(Dataset records)
PR #109, opened 2021-07-30
Add local dev secret plugin

tjholm:


pkg/plugins/secret/dev/dev.go
```diff
@@ -0,0 +1,114 @@
...
+	}
+	if len(val) == 0 {
+		return nil, fmt.Errorf("provide non-blank secret value")
+	}
+
+	var versionId = uuid.New().String()
+
+	//Creates a new file in the form:
+	// DIR/Name_Version.txt
+	file, err := os.Create(s.secDir + "/" + sec.Name + "_" + versionId + ".txt")
```
jyecusch, line 57: Should the name be validated or hashed to ensure it's a safe string to use in a filename?

pkg/plugins/secret/dev/dev.go
```diff
@@ -0,0 +1,114 @@
...
+
+func (s *DevSecretService) Access(sv *secret.SecretVersion) (*secret.SecretAccessResponse, error) {
+	if sv.Secret.Name == "" {
+		return nil, fmt.Errorf("provide non-blank name")
+	}
+	if sv.Version == "" {
+		return nil, fmt.Errorf("provide non-blank version")
+	}
+
+	content, err := ioutil.ReadFile(s.secDir + "/" + sv.Secret.Name + "_" + sv.Version + ".txt")
```
jyecusch, line 82: Suggest moving the file name creation to a function so it can be used for both access and put

pkg/plugins/secret/dev/dev_test.go
```diff
@@ -0,0 +1,130 @@
...
+					Secret:  &secret.Secret{},
+					Version: "test-version-id",
+				})
+				By("Returning an error")
+				Expect(err).Should(HaveOccurred())
+				By("Returning a nil response")
+				Expect(response).Should(BeNil())
+			})
+		})
+		When("Getting a secret with an empty version id", func() {
```
jyecusch, line 115: Need a method and test for returning the 'latest' secret version

jyecusch (changes requested):

pkg/plugins/secret/dev/dev.go
medgar-nitric: Would be good point for us to create a shared valid resource name function we can use across many of our services.

pkg/plugins/secret/dev/dev_test.go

#### PROBLEM TO SOLVE
Among the lines of the data, identify those with the word "secDir". Copy each of them.

#### RESPONSE AREA
+	file, err := os.Create(s.secDir + "/" + sec.Name + "_" + versionId + ".txt")
+	content, err := ioutil.ReadFile(s.secDir + "/" + sv.Secret.Name + "_" + sv.Version + ".txt")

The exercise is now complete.